Hay Festival


Saturday the 23rd of May saw my first visit to the Hay Festival in Wales. First, we had to battle the carpark that called itself the M1. Where do all the cars come from? Eh? They’re like a creeping tide—there’s a few cars, a few lorries, and the odd motorbike. Then there’s more cars, and more lorries, and car transporter, and before you know it you’re drowning in multi-coloured metal and exhaust fumes. And there’s no lifeguard, you’re on your own, sink or swim. We sunk. For three hours. Until, like crabs scuttling away under rocks, all the vehicles dispersed.

Arriving exhausted, and tetchy, at the festival campsite seven hours later we could do no more than stumble around the tented village and make a feeble attempt to show interest.

Sunday saw a clear sky and two crisp tickets for the Jacqueline Wilson talk. To be honest, having never read her books, I had no real interest in the talk but I accompanied my twelve-year-old daughter. Turns out, she’s a very interesting lady. On her 101st book, the premise of her hour-long chat was that she never gave up. Growing up in an age where women were either housewives or secretaries she had a bigger struggle than say, I do. Especially as her mother said to her, why would anyone want to read your books, Jacqueline?

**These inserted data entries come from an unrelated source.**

PR #175, opened 2020-07-31
PasswordValidationBehavior

LucioMSP:
### Description of Change ###

Added a password  behavior. The code that I share below is to validate the password format. Which must conform to the following structure: At least 8 characters, at least 1 number, 1 lowercase, 1 uppercase, 1 special character [for example: R3dDr@g0n]

### Usage ###

Its operation is similar to the other Behaviors, as well as that of electronic mail and numeric.

### PR Checklist ###

- [ ] Updated documentation

### DIFF
--- a/XamarinCommunityToolkit/Behaviors/PasswordValidationBehavior.shared.cs
+++ b/XamarinCommunityToolkit/Behaviors/PasswordValidationBehavior.shared.cs
@@ -1,0 +1,12 @@
+﻿using System.Text.RegularExpressions;
+
+namespace Microsoft.Toolkit.Xamarin.Forms.Behaviors
+{
+    public class PasswordValidationBehavior : TextValidationBehavior
+    {
+        protected override string DefaultRegexPattern
+            => @"^(?=.*[A-Za-z])(?=.*\d)(?=.*[$@$!%*#?&])[A-Za-z\d$@$!%*#?&]{8,}$";
+
+        protected override RegexOptions DefaultRegexOptions => RegexOptions.IgnoreCase;
+    }
+}
--- a/XamarinCommunityToolkit/Microsoft.Toolkit.Xamarin.Forms.csproj
+++ b/XamarinCommunityToolkit/Microsoft.Toolkit.Xamarin.Forms.csproj
@@ -23,7 +23,11 @@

Fact of the day: Did you know that the 1970’s girls’ magazine Jackie was named after Jacqueline Wilson? She made such an impression in the magazine offices that they honoured her with the name. Apologies to anyone who doesn’t have a clue what I’m talking about!

Sunday evening saw the Yorkshire poet, Simon Armitage, reading. I went alone and managed to get a seat three rows back. He came onto the stage, head down and fiddling with his book. My impression was he was uncomfortable with the glare of a thousand pairs of eyes.

Simon says (put your hands on your head – no, sorry) there’s no inspiration sitting and staring at a study wall. Get out and mix with people, experience life, and daydream. The idea for my book came to me as I walked along the side of a river that shone copper in the sunlight. My novel has a copper river in it but it’s not the basis for the whole book. Edward, his father, Burn, the Ancients, the Collector, and the Copper Queen all sprang from that walk along the river.

When Simon walked the Pennine Way for his book Walking Home, he found that the part of his brain responsible for poetry is also responsible for navigation. He couldn’t navigate and think of poems at the same time. I find that the part of my brain responsible for writing also seems to be connected to my ears. I can’t write if the noise level in the house is above that of an electric toothbrush.

I love the way Simon sees the world. I’m also trying to notice what he does—the people in the shadows, the abandoned and the neglected objects, and the way that light changes a scene.

I’m biased, but do read his work. Try his non-fiction Walking Home or his retold Sir Gwaine and the Green Knight.